Text data can be the most informative data when investigating data integrity. When checking text data, we look for:
Text data can be the most informative data when performing data checking
Most other forms of data force the data to comply with rules (e.g., with well-managed data collection, there's no way for a person to indicate a negative age). Consequently, you are most likely to identify when data is fundamentally bad with text data.
The fix for serious problems in text data is usually to delete the case. Simply setting the poor data as missing is difficult to justify, as then you are hiding problems rather than addressing their root cause.
Where a text variable contains no data but should contain data, this is a sign of a data integrity problem. Before deciding that it's a fundamental problem, it is helpful to check if:
- The field was optional.
- A sensible person could choose to leave it blank. It's not unknown for surveys, for example, to contain poorly worded questions that a respondent can reasonably decide not to waste time answering.

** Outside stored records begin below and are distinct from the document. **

PR #1956, opened 2026-08-25
ci: give every package a coverage floor

vshulcz:
The question was whether `internal/prompt` deserves a floor. It does — 84.8% — and it was not alone: eight of the twenty packages deja ships had no floor at all.

```
internal/atomicfile   47.2%   none        internal/mark        98.6%   none
internal/prompt       84.8%   none        internal/cjkfold    100.0%   none
internal/model       100.0%   none        internal/nfcfold    100.0%   none
internal/query       100.0%   none        internal/termwidth  100.0%   none
```

Five of the eight are fully covered, which is where an untested helper is cheapest to catch and where nothing was watching. The 87.5% total gate is not that watcher: prompt has been sitting below it for a while and the sum never said a word.

Floors set just under today's number, as the neighbours are. The fully covered ones get 99 rather than 100 — the point is to catch a package sliding, not to fail a build over one defensive branch. bench and policy keep their 100 because they already had it.

Ran the gate's own loop against a real `go test -coverprofile` run before pushing: every package passes, `fail=0`.

`internal/atomicfile` at 47.2% is pinned where it stands rather than raised here — a package whose whole job is not losing a file on a crash, half covered, is its own piece of work.

### DIFF
--- a/.github/workflows/ci.yml
+++ b/.github/workflows/ci.yml
@@ -130,24 +130,28 @@ jobs:
       # wrapper with no caller was enough to trip it (#1921). If you are adding
       # a helper to one of those, add its test in the same commit.
       #
-      # The list covers every package deja ships. Eight had no floor at all,
-      # five of them fully covered — the case where an untested helper costs
-      # nothing to notice, and the total floor of 87.5% would not have: prompt
-      # sat at 84.8% under it. The fully covered ones are pinned at 99 rather
-      # than 100 so a single defensive branch does not stop a build; the whole
-      # point is to catch a package sliding, not to freeze it.
+      # Every package with coverable statements is listed. The exception is
+      # internal/jsonout, one const and no statements, which prints no coverage
+      # line at all and so cannot be floored.
+      #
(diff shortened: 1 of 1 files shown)


vshulcz:
Reviewer was right on the number and on the comment, both fixed in 3607ff06.

The 99 was justified by slack that does not exist: these packages are 10 to 74 statements, so one uncovered line costs between 1.4 and 10 points and fails a 99 floor just as it fails 100. They are pinned at 100 now, the same as bench and policy, and the comment says what is actually true — every floor here is today's number rounded down, so in a small package one statement fails the build.

Also corrected: the list does not cover every package deja ships. `internal/jsonout` is one const with no statements, prints no coverage line, and cannot be floored at all; it is named as the exception rather than quietly missing.

Gate re-run against a real coverprofile after the change: `fail=0`.

Windows failed once on the way here for a reason outside the repo — the runner could not resolve GitHub's own host to download `actions/setup-go`. Re-run, green.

Nonsensical data is also an issue. As discussed in the previous point, sometimes text data has been obtained through ill-conceived data collection (e.g., poorly worded questions), so some leniency is appropriate. However, if the person has clearly given an answer that is just nonsense and cannot be justified by poor question wording, it is a sign that all of their data may be poor.
Occasionally, when data files are created, the same cases appear multiple times. This is a serious data integrity issue. One way of detecting this is to look for duplicate values in text fields. When doing this, keep in mind that it is common that shorter responses can be made by multiple people (e.g., nothing in the table above). A solution is to create a new variable that concatenates all the text variables into a single variable and examine it for duplicates.